[[ Records for the task, beginning ]]

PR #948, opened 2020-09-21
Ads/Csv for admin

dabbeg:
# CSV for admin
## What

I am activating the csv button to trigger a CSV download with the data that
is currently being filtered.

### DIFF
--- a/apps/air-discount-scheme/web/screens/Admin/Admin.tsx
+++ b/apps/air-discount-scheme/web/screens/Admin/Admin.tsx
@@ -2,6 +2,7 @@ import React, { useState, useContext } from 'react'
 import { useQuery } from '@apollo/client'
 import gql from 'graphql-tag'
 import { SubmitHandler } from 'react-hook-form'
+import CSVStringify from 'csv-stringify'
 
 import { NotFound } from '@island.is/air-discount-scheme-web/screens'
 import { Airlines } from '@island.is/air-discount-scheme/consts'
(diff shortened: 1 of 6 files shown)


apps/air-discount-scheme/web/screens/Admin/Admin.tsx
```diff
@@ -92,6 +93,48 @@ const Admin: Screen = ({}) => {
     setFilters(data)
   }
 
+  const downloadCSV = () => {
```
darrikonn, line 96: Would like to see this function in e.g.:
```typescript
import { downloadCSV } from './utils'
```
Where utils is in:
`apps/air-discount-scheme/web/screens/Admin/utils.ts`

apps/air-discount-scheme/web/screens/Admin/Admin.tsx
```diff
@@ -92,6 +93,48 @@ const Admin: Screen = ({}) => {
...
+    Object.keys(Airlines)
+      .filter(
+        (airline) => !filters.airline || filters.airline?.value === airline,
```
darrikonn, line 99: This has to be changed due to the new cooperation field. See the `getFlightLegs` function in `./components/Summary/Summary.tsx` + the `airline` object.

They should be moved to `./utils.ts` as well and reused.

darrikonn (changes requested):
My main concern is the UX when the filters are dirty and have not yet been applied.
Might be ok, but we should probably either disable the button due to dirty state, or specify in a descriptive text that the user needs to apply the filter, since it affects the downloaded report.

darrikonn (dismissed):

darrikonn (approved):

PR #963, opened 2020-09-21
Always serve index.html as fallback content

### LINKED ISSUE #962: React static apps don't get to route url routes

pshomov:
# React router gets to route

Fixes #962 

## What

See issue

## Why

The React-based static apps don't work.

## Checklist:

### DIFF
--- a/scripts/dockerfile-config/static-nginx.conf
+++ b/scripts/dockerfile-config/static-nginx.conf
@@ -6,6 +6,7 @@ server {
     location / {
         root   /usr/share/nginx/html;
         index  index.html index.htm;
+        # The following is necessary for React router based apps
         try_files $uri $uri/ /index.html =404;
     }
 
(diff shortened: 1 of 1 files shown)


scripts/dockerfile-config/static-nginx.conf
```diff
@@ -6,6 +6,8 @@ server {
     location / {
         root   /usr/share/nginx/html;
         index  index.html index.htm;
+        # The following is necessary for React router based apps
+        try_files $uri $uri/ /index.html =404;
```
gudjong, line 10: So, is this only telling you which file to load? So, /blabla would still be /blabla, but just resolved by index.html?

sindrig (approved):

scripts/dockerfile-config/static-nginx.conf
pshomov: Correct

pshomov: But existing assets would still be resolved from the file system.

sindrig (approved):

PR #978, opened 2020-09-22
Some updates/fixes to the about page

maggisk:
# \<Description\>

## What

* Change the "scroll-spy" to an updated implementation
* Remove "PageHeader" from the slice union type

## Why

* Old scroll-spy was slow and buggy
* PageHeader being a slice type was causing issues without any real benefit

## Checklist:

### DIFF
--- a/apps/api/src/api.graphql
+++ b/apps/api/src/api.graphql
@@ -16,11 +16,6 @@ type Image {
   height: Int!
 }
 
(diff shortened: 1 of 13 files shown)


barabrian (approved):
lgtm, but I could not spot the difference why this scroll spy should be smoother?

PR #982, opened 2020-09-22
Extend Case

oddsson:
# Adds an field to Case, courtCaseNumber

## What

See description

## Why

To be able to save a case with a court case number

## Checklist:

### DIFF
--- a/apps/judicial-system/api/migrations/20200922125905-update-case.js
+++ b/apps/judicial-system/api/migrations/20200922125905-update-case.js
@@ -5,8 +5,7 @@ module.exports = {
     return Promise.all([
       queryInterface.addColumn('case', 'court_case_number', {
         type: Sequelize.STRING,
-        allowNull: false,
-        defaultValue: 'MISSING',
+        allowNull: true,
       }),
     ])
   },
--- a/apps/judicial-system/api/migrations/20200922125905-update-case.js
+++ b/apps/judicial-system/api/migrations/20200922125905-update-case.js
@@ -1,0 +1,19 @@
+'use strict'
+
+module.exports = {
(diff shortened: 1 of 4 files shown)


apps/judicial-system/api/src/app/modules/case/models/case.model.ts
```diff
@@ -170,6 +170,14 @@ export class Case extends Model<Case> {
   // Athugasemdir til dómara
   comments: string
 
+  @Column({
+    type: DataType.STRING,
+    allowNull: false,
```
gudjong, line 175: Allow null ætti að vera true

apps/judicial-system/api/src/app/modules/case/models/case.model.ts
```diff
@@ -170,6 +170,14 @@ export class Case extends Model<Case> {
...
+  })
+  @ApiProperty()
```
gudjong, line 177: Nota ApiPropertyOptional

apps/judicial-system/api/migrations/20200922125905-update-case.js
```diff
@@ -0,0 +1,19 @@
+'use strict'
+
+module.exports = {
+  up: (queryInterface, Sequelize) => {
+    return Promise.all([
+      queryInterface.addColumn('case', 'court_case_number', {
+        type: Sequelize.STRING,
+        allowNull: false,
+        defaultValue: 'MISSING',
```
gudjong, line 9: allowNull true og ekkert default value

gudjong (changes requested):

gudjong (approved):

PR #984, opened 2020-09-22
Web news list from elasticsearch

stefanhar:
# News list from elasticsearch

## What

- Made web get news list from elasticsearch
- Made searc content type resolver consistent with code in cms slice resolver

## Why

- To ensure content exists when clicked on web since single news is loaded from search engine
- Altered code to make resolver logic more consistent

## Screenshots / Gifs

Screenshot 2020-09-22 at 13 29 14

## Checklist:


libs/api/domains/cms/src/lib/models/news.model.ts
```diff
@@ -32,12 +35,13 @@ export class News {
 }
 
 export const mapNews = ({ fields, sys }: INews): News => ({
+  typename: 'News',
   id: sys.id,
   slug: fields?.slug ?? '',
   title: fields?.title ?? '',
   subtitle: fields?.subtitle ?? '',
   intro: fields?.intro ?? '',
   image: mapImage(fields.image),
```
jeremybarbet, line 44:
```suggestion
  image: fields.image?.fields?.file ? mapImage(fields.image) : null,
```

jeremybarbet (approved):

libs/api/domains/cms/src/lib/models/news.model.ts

[[ Records for the task, end ]]

Requirement. If a line in the listing contains the string "utils", copy it.

Response to this exercise.
import { downloadCSV } from './utils'
Where utils is in:
`apps/air-discount-scheme/web/screens/Admin/utils.ts`
They should be moved to `./utils.ts` as well and reused.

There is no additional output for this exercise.